Here is a sketch of early trunk rotation from the 2015 paper:

If the trunk begins to rotate toward home plate before the arm is vertical, there is an improper energy transfer into the throw. This can cause a pitcher to overthrow in order maintain velocity, which can be dangerous. It also causes rotational strain on the elbow and shoulder due to an excessive whipping motion of the non-vertical throwing arm, as it is forced to quickly move into a vertical position and explode through a throw.

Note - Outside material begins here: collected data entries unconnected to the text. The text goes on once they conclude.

PR #1745, opened 2015-07-23
RFR: `parent` should be a dict containing more info about parent execution. 

lakshmi-kannan:
## What? 

This PR turned out to be two parts. I am going to split it now. The major focus of this PR is as follows: 

* We need to be able to add more contextual information
about the parent to tasks in the workflow. So instead
of parent being a simple string field, I am changing
this to a dict.

* Also, liveaction_id is an internal only representation
which should not be exposed to outside. I am also
changing that behavior. `execution_id` will be used now.

* With execution_id being in context, we need to get
liveaction corresponding to the execution. This will
subsequently vanish once all contextual info is in the dict. 
We get `user` and other info from parent liveaction context object.

## TODO
* - [ ] - Changelog


manasdk:
I am cool with direction but I am worried about the regression. Hopefully we actually have sufficient tests.

m4dcoder:
What additional parent context do you plan to add? Are these context info not queryable?

lakshmi-kannan:
@m4dcoder: https://github.com/StackStorm/st2/pull/1745/files#diff-21bb35b73032d803366de9b6ff330a9fR54 So with the execution_id change, we have to get the execution object first, then the liveaction object and then the context. This leads to two database queries. Making a database query for just getting context seems less optimal than building a context dict that's passed around. This will also help in debugging requests between st2 and other engines such as cloudslang/mistral I think.

st2actions/st2actions/runners/actionchainrunner.py
```diff
@@ -171,6 +172,12 @@ def run(self, action_parameters):
                 'traceback': trace
             }
 
+        parent_context = {
+            'execution_id': self.execution_id
+        }
+        if getattr(self.liveaction, 'context', None):
+            parent_context.update(self.liveaction.context)
```
m4dcoder: How about change to the following? Less lines.
```
parent_context = getattr(self.liveaction, 'context', {})
parent_context['execution_id'] = self.execution_id
```

st2actions/st2actions/runners/mistral/v2.py
```diff
@@ -142,9 +142,15 @@ def try_run(self, action_parameters):
         endpoint = 'http://%s:%s/v1/actionexecutions' % (cfg.CONF.api.host, cfg.CONF.api.port)
 
         # Build context with additional information
+        parent_context = {
+            'execution_id': self.execution_id
+        }
+        if getattr(self.liveaction, 'context', None):
+            parent_context.update(self.liveaction.context)
```
m4dcoder: Same comment as above.

st2actions/st2actions/runners/actionchainrunner.py
lakshmi-kannan: heh. sure.

st2common/st2common/services/action.py
```diff
@@ -138,3 +139,7 @@ def update_status(liveaction, new_status, publish=True):
 def is_action_canceled(liveaction_id):
     liveaction_db = action_utils.get_liveaction_by_id(liveaction_id)
     return liveaction_db.status == action_constants.LIVEACTION_STATUS_CANCELED
+
+
+def _get_parent_liveaction(parent_execution_id):
+    return liveaction_services.get_liveaction_for_execution(parent_execution_id)
```
m4dcoder: Redundant IMO unless there's plan to do more here...

lakshmi-kannan: This will all go away once I get all the contextual info in the dict. For now, I stubbed it out for unit testing so I can mock the method.

st2actions/st2actions/runners/actionchainrunner.py
Kami: This would actually modify `self.liveaction.context` attribute in place if `self.liveaction.context` is defined.

I don't think that's desired (we would need to make a copy) :)

Kami:
> Also, liveaction_id is an internal only representation
> which should not be exposed to outside. I am also
> changing that behavior. execution_id will be used now.

Good. Live action is a mess right now :P

st2actions/st2actions/runners/actionchainrunner.py
```diff
@@ -343,7 +352,7 @@ def _run_action(self, action_node, parent_execution_id, params, wait_for_complet
             LOG.debug('%s: Task notify set to: %s', action_node.name, liveaction.notify)
 
         liveaction.context = {
-            'parent': str(parent_execution_id),
+            'parent': parent_context,
```
Kami: What's our migration path for this change?

If I ignore the read path (listing, etc.), I think it only affects the actions which get started (requested / scheduled) with an old version and executed by a new version. Is this correct?

st2actions/st2actions/runners/actionchainrunner.py
lakshmi-kannan: Yeah, this is true which is why I had what I had :P.

st2actions/st2actions/runners/actionchainrunner.py
lakshmi-kannan: Correct. That seemed fine to me. Wdyt?

Kami: I think so. But it would be good to at least test it (manually). Who knows what other thing might break as well :P

Kami:
LGTM

PR #1746, opened 2015-07-23
Enhanced chain vars

manasdk:
* Ability to reference parameters of the action chain itself in the vars of an actionchain. This provides us an ability to parse parameters and apply some transformation which can be later used in the actionchain.


st2actions/st2actions/runners/actionchainrunner.py
```diff
@@ -53,8 +53,12 @@ def __init__(self, chainspec, chainname):
         LOG.debug('Using %s as default for %s.', self.actionchain.default, self.chainname)
         if not self.actionchain.default:
             raise Exception('Failed to find default node in %s.' % (self.chainname))
-        # finalize the vars and save them around to be used at execution time.
-        self.vars = self._get_rendered_vars(self.actionchain.vars) if self.actionchain.vars else {}
+        self.vars = {}
+
+    def init_vars(self, action_parameters):
+        if self.actionchain.vars:
+            self.vars = self._get_rendered_vars(self.actionchain.vars,
```
lakshmi-kannan: This change will work but I am wondering why we aren't letting this code https://github.com/StackStorm/st2/blob/enhanced_chain_vars/st2actions/st2actions/runners/actionchainrunner.py#L330 render vars before evaluating action_params?

lakshmi-kannan: Never mind. Then we have to render this for every task in the action.

lakshmi-kannan:
LGTM. Using action_params in vars is a little awkward but sure.

st2actions/st2actions/runners/actionchainrunner.py
manasdk: :)

manasdk:
Ignoring scrutinizer. Cannot work out why that fails.

st2actions/st2actions/runners/actionchainrunner.py
```diff
@@ -53,8 +53,12 @@ def __init__(self, chainspec, chainname):
         LOG.debug('Using %s as default for %s.', self.actionchain.default, self.chainname)
         if not self.actionchain.default:
             raise Exception('Failed to find default node in %s.' % (self.chainname))
-        # finalize the vars and save them around to be used at execution time.
-        self.vars = self._get_rendered_vars(self.actionchain.vars) if self.actionchain.vars else {}
+        self.vars = {}
+
+    def init_vars(self, action_parameters):
+        if self.actionchain.vars:
```
Kami: What happens if `self.actionchain.vars` is not defined? It looks like we just silently ignore that condition.

Is that desirable / a good idea?

Kami:
We need some docs on the whole context and variables availability - which variables are available in the context where and when.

Below is a five-panel snapshot of Sánchez’s mechanics. Let’s take a look to see if we think he has early trunk rotation:

We see some encouraging signs here, and I’ve labeled them in the third panel above. Sánchez’s arm position is vertical as his stride foot touches down, his shoulder is still raised, and perhaps most importantly, his trunk has not or only just begun to rotate towards home plate. These mechanics appear to effectively transfer energy from his legs to his torso to his arm.

Sánchez is not overly reliant on his arm to produce fastball velocity; he has an effectively coordinated sequence of movements that include his entire body. This should decrease the stress on his throwing shoulder and elbow. I like what I’m seeing!


Now, as I mentioned earlier, determining pitcher injury risk is an inexact science. It is difficult to predict whether Sánchez will suffer a major injury in the future, as many factors—some beyond the pitcher’s control, others still undiscovered—contribute to pitcher injuries.

However, in Sánchez’s case, I do think that the “velocity concern” is overblown. More importantly, it does appear that Sánchez’s delivery effectively minimizes stress on his throwing shoulder/arm. This indicates he may have long-term durability.

I get why many of us feel uncomfortable about Sánchez’s 2018 injury, and the fact that he only pitched eight games last year. I am bothered by that, too. What was the issue? Was it overuse, or is there something mechanical we are not seeing?

Simply put, these guys throw baseballs for a living. It’s an unnatural motion for the human body, and repeatedly doing it will always lead to wear and tear. Name me a pitcher who hasn’t suffered from elbow soreness in his career...I’m waiting.